Task goal:
Exactly how many lines in the data below contain the string "danielsf"? Give that number and nothing else.

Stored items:
Issue #40, opened 2018-04-02
Remove dependency on CatSimMagGrid.txt


jchiang87:
#30 removed the `get_sed_mags.py` script that generates `CatSimMagGrid.txt` but the `CatalogClasses.get_fittedSedAndNorm` still depends on that text file.

jchiang87:
closed by #41

PR #41, opened 2018-04-03
U/danielsf/remove/cat sim mag grid

danielsf:
This issue

https://github.com/LSSTDESC/sims_GCRCatSimInterface/issues/40

notes that we did not completely remove the dependence on the pre-computed grid of CatSim magnitudes.  The InstanceCatalog classes still expected it to be there.  This PR updates the InstanceCatalog classes so that they automatically detect which bandpasses to use for SED fitting.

Exercise solution:
2